### Task prompt
Only the number is needed: how many lines of the records include "initial"?

[Stored data]
□ □ □ □ □ □ □

PR #553, opened 2022-01-28
Update configuring.md "Conditional files" section

flippedAben:
Using the syntax stated in the current documentation, I get this error when running `copier`:

```
jinja2.exceptions.TemplateSyntaxError: expected token 'end of print statement', got <variable>
```

Using `{%` instead of `{{`, it works as expected.


Yajo (approved):
Good catch, thank you!

PR #557, opened 2022-02-03
Print header specify template version being used.

andrewleech:
This PR simply adds a header message upon running copier to indicate to the user the template version being copied / updated from, eg.
```
~/copier$ python -m copier --force ~/my_template ~/new_project

Copying from template version v0.1.1
 identical  .
 identical  update.py
 identical  src
 identical  src/unix
...
```

I'm a relatively new user of copier and did not realise that its normal behavior is to always use the latest tag of a template repo, rather than the current master.

I found this particularly confusing when working from a local clone of a template under development. I'd make changes to the template, then re-run copier to check they all worked. Sometimes copier used my new changes, other times it seemed to copy really old files instead. It took me far longer than you'd think to figure out that when there were local changes it would use current head (as printed in the warning message) but once the template repo is clean it would ignore the current commit checked out in the template repo and skip back to an old tag.

I can see how this tag / release behaviour would often be sensible / desiable when pulling from a url, and there's the --vcs-ref arg available to override that. Once this had all clicked in my head it did make sense.

While there's a warning header message that shows when it is using the current dirty changes, there's currently no indication of what version / commit of the template is being used when the template repo is clean.

### DIFF
--- a/copier/main.py
+++ b/copier/main.py
@@ -585,11 +585,14 @@ class Worker:
         See [generating a project][generating-a-project].
         """
         was_existing = self.subproject.local_abspath.exists()
-        if not self.quiet:
-            # TODO Unify printing tools
-            print("")  # padding space
         src_abspath = self.template_copy_root
         try:
+            if not self.quiet:
+                # TODO Unify printing tools
+                print(
+                    f"\nCopying from template version {self.template.version}",
+                    file=sys.stderr,
+                )
             self._render_folder(src_abspath)
             if not self.quiet:
                 # TODO Unify printing tools
@@ -642,6 +645,11 @@ class Worker:
             raise UserMessageError(
                 f"Your are downgrading from {self.subproject.template.version} to {self.template.version}. "
                 "Downgrades are not supported."
+            )
+        if not self.quiet:
+            # TODO Unify printing tools
+            print(
+                f"Updating to template version {self.template.version}", file=sys.stderr
             )
         # Copy old template into a temporary destination
         with TemporaryDirectory(prefix=f"{__name__}.update_diff.") as dst_temp:
--- a/CHANGELOG.md
+++ b/CHANGELOG.md
@@ -33,6 +33,7 @@ Summary:
 -   Support for `user_defaults`, which take precedence over template defaults.
 -   Copy dirty changes from a git-tracked template to the project by default, to make
     testing easier.
+-   Advertise clearly which version is being copied or updated in the CLI.
 
 ### Changed
 
--- a/docs/generating.md
+++ b/docs/generating.md
@@ -32,6 +32,32 @@ generating the project.
 
 [All the available options][copier.cli] are described with the `--help-all` option.
 
+## Templates versions
+
+By default, copier will copy from the last release found in template git tags, sorted as
+[PEP 440][], regardless of whether the template is from a URL or a local clone of a git
+repository.
+
+The exception to this is if you use a local clone of a template repository that has had
+any modifications made, in this case Copier will use this modified working copy of the
+template to aid development of new template features.
+
+If you would like to override the version of template being installed, the
+[`--vcs-ref`](../configuring/#vcs_ref) argument can be used to specify a branch, tag or
+other reference to use.
+
+For example to use the latest master branch from a public repository:
+
+```
+copier --vcs-ref master https://github.com/foo/copier-template.git ./path/to/destination
+```
+
+Or to work from the current checked out revision of a local template:
+
+```
+copier --vcs-ref HEAD path/to/project/template path/to/destination
+```
+
 ## Regenerating a project
 
 When you execute `copier copy $template $project` again over a preexisting `$project`,


Yajo:
Thanks for the explanation and the PR! It makes total sense.

I'll comment on code later when I have more time. For the time being, have you considered adding a note somewhere in the docs, so the next newbie doesn't have to dazzle around to grasp this concept?

andrewleech:
@Yajo the documentation is a good idea, I've added a section to readme in a second commit in the PR, let me know what you think of it.

README.md
```diff
@@ -122,6 +122,28 @@ Templates have these goals:
 Copier tries to have a smooth learning curve that lets you create simple templates that
 can evolve into complex ones as needed.
 
+## Templates versions
+
+Copier generally uses the most recent release / tag of a template if the template 
+is from either a url or a local clone of a git repository.
```
pawamoy, line 128:
```suggestion
is from either a URL or a local clone of a git repository. 
```

README.md
```diff
@@ -122,6 +122,28 @@ Templates have these goals:
 Copier tries to have a smooth learning curve that lets you create simple templates that
 can evolve into complex ones as needed.
 
+## Templates versions
+
+Copier generally uses the most recent release / tag of a template if the template 
+is from either a url or a local clone of a git repository. 
+
+The exception to this rule is if you use a local clone of a template repository that has 
+had any modifications made, in this case copier will use this modified working copy of
```
pawamoy, line 131:
```suggestion
had any modifications made, in this case Copier will use this modified working copy of 
```

README.md
```diff
@@ -122,6 +122,28 @@ Templates have these goals:
...
+## Templates versions
+
+Copier generally uses the most recent release / tag of a template if the template 
+is from either a url or a local clone of a git repository. 
+
+The exception to this rule is if you use a local clone of a template repository that has 
+had any modifications made, in this case copier will use this modified working copy of 
+the template to aid development of new template features.
+
+If you would like to override the version of template being installed the `--vcs-ref`
```
pawamoy, line 134:
```suggestion
If you would like to override the version of template being installed, the `--vcs-ref` 
```

README.md
```diff
@@ -122,6 +122,28 @@ Templates have these goals:
 Copier tries to have a smooth learning curve that lets you create simple templates that
 can evolve into complex ones as needed.
 
+## Templates versions
```
Yajo, line 125: These docs look great, although I don't think this subject is so important as to document it directly in the README. It's more an implementation/usage detail that is only useful when you start using copier more deeply.

There are other places where this would fit better:

- https://copier.readthedocs.io/en/latest/generating/
- https://copier.readthedocs.io/en/latest/updating/
- https://copier.readthedocs.io/en/latest/configuring/#vcs_ref (BTW, here it mentions something related):

  > By default, copier will copy from the last release found in template git tags, sorted as PEP 440.

Please pick the one you think fits best and move these docs there.

copier/main.py
```diff
@@ -590,6 +590,7 @@ def run_copy(self) -> None:
             print("")  # padding space
         src_abspath = self.template_copy_root
         try:
+            print(f"Copying from template version {self.template.commit}")
```
Yajo, line 593: Don't you think the version (after processing to the PEP440 equivalent) would be more helpful?

Besides, please print to STDERR:

```suggestion
            print(f"Copying from template version {self.template.version}", file=sys.stderr)
```

copier/main.py
```diff
@@ -643,6 +644,7 @@ def run_update(self) -> None:
                 f"Your are downgrading from {self.subproject.template.version} to {self.template.version}. "
                 "Downgrades are not supported."
             )
+        print(f"Updating from template version {self.template.commit}")
```
Yajo, line 647: Same as above, plus removing that "from" which I think is a bit misleading:

```suggestion
        print(f"Updating to template version {self.template.version}", file=sys.stderr)
```

Yajo (changes requested):
Finally I got time to review.

Thanks a lot for the contribution, looks quite helpful indeed.

Some comments though.

copier/main.py
andrewleech: Ah, I hadn't seen that attribute, it probably does make more sense. I'm not sure what that contains when copying from a modified commit, or from a vcs-ref like HEAD, I'll double check them myself.

README.md
andrewleech: This versioning behavior tripped up both myself and a couple of my colleages on unrelated occasions before I figured out what was going on. 
It seemed particularly confusing when following an example of using a local clone of a template - the assumed behavior is that the template that's checked out in the specified folder would be used as-is, rather than copier using something from its git history.
As such I feel it does warrant being in a fairly prominent place. 

That being said, perhaps the "Generating a project" docs page just after the first initial usage section makes sense. 
Also, with the print() noting the version used when running, that should inform users quickly enough to avoid future confusion.

To be honest I don't think I'd read any of those docs previously... the readme felt like it had enough information really. When I started to get confused by it I really should have read through the docs, maybe I might have found that note on the `--vcs-ref` arg.

Yajo: The 1st part you say was #184 and got fixed recently. I'm not sure if it was released already though.



> That being said, perhaps the "Generating a project" docs page just after the first initial usage section makes sense.
> Also, with the print() noting the version used when running, that should inform users quickly enough to avoid future confusion.

I agree. Would you please move this there then please?

Yajo: Oh sorry, I didn't notice you already did it.

Yajo (changes requested):
Thanks!

This PR looks fantastic as it is. However, pre-commit seems to be telling that code is not following our standards.

The good part is that most of those standards are automated, so all you have to do is:

```sh
pre-commit run -a
git commit -a --amend
git push -f
```

Check out https://copier.readthedocs.io/en/latest/contributing/#dev-environment-setup to know the recommended dev env setup.

andrewleech:
Thanks I'll fix that. I've been meaning to get into using precommit hooks for this sort of thing on my projects...

Yajo (approved):

Yajo (changes requested):
Our tests detected that this feature is not respecting the `quiet` flag. Can you fix that please?

andrewleech:
Ah, that makes sense!

Yajo (approved):

Yajo:
It seems you forgot the pre-commit thing again.

Did you know you can do `pre-commit install` and it will check always automatically before doing the commit?

In any case, can you please follow the steps from https://github.com/copier-org/copier/pull/557#pullrequestreview-878025875 again?

andrewleech:
Ah geez, yep sorry for the noise! I had installed pre-commit but I did the last fix-up on a different computer and forgot. 
I'd even shared your dev docs on pre-commit usage with a colleage as a fantastic example of best practice we should aim to replicate!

□ □ □ □ □ □ □

### Solution for this task
2